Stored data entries
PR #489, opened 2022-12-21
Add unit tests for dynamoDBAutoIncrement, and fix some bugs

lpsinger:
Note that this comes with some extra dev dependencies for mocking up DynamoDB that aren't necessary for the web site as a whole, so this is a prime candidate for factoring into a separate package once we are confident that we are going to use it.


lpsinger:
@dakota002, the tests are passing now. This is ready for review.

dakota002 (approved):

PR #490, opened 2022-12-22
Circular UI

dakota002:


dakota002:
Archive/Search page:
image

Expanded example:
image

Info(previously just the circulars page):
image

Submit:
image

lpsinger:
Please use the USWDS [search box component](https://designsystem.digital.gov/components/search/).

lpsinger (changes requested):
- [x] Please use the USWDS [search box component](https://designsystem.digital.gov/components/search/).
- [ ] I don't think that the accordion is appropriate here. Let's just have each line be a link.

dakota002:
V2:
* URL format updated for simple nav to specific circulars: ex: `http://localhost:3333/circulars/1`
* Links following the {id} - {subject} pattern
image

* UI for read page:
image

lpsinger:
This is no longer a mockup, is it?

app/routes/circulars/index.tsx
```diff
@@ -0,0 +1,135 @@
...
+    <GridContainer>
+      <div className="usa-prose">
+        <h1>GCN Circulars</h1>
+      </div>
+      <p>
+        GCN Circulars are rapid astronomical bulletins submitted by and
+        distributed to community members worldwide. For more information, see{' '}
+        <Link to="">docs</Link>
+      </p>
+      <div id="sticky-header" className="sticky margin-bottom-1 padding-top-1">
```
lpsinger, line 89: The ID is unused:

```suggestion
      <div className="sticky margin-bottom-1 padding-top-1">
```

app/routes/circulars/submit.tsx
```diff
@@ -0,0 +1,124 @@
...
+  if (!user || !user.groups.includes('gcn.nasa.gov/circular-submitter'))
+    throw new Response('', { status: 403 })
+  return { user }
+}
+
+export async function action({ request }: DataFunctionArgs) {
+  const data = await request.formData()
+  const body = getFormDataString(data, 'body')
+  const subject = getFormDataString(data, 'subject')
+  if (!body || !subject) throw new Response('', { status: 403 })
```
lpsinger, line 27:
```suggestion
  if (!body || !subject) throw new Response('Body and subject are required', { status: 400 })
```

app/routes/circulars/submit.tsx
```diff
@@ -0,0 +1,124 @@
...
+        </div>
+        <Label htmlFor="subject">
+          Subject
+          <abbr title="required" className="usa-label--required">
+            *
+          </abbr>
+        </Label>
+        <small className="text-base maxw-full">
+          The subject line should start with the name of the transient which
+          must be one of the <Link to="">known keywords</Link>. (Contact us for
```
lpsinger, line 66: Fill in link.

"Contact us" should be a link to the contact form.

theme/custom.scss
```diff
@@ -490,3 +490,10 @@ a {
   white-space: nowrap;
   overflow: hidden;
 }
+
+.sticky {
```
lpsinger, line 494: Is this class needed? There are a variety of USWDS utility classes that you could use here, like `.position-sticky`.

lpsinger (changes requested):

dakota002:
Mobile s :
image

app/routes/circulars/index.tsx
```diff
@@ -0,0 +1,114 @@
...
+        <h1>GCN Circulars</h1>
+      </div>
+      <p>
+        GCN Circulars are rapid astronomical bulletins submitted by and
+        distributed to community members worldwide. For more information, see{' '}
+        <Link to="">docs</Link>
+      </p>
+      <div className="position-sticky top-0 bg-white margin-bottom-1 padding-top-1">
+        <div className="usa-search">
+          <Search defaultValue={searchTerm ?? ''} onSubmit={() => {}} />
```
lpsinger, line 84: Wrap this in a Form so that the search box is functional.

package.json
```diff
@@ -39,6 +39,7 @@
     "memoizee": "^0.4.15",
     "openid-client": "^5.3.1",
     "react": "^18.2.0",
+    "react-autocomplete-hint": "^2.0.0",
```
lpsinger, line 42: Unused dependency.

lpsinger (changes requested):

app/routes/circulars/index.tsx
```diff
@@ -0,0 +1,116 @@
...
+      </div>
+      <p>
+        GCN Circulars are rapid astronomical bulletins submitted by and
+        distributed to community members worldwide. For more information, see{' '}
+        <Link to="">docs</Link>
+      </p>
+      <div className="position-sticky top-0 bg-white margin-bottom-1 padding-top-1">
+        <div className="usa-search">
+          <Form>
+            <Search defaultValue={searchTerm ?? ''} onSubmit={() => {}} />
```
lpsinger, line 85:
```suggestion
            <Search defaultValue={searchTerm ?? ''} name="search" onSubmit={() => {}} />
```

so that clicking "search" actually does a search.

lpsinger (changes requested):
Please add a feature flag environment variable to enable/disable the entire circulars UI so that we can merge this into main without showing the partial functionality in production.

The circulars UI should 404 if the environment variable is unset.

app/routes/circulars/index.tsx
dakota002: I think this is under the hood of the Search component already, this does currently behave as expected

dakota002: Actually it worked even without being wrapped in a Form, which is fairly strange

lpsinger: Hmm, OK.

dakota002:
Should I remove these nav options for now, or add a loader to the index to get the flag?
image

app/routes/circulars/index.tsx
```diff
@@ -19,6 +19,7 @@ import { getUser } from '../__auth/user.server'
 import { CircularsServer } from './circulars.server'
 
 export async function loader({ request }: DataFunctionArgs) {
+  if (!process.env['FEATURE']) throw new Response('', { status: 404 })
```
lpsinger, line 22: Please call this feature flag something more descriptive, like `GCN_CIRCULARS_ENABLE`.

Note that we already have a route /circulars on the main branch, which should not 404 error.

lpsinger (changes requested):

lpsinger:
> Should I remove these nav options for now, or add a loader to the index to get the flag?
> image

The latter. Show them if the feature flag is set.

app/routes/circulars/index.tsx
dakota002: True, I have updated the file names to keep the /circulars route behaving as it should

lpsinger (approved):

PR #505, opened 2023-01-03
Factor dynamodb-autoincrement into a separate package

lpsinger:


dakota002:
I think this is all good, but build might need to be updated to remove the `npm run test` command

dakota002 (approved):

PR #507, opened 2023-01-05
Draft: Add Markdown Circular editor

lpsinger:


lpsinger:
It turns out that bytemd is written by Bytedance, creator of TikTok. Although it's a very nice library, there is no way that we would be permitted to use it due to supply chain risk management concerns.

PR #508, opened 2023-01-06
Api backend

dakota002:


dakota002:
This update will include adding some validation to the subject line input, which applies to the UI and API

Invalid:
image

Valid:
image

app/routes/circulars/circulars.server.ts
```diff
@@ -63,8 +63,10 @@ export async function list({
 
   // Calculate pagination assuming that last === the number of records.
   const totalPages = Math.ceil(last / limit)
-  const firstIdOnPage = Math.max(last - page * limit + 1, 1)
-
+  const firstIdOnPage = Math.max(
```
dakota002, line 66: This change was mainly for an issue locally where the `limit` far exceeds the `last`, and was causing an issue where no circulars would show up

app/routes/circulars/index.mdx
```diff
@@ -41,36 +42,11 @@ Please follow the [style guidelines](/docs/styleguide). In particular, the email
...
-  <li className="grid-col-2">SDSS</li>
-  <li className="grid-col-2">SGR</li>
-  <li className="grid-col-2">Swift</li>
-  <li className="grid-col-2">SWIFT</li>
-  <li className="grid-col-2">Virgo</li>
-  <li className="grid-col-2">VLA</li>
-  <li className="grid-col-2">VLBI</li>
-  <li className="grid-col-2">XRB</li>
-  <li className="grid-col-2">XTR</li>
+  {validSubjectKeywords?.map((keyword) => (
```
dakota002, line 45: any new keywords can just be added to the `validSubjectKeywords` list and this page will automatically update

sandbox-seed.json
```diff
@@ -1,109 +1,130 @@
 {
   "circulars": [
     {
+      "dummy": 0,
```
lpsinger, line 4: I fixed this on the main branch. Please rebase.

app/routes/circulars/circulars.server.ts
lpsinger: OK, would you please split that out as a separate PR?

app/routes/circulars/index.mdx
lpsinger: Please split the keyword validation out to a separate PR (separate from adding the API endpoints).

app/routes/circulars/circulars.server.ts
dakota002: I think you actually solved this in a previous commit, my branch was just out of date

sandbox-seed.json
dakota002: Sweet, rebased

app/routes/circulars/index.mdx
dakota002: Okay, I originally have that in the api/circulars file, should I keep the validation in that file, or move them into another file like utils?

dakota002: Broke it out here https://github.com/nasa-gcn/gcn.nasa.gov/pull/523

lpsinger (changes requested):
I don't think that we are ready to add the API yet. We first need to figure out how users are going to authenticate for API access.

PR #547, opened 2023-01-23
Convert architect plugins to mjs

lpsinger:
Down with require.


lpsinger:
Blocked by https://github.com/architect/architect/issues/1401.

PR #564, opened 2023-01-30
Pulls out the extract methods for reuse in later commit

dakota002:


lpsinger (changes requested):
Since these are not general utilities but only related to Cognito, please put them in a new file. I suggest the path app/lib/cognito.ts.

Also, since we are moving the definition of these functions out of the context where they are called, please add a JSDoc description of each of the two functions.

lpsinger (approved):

Activity: Which lines above contain the word "architect"? Copy each of them.

Written reply:
Convert architect plugins to mjs
Blocked by https://github.com/architect/architect/issues/1401.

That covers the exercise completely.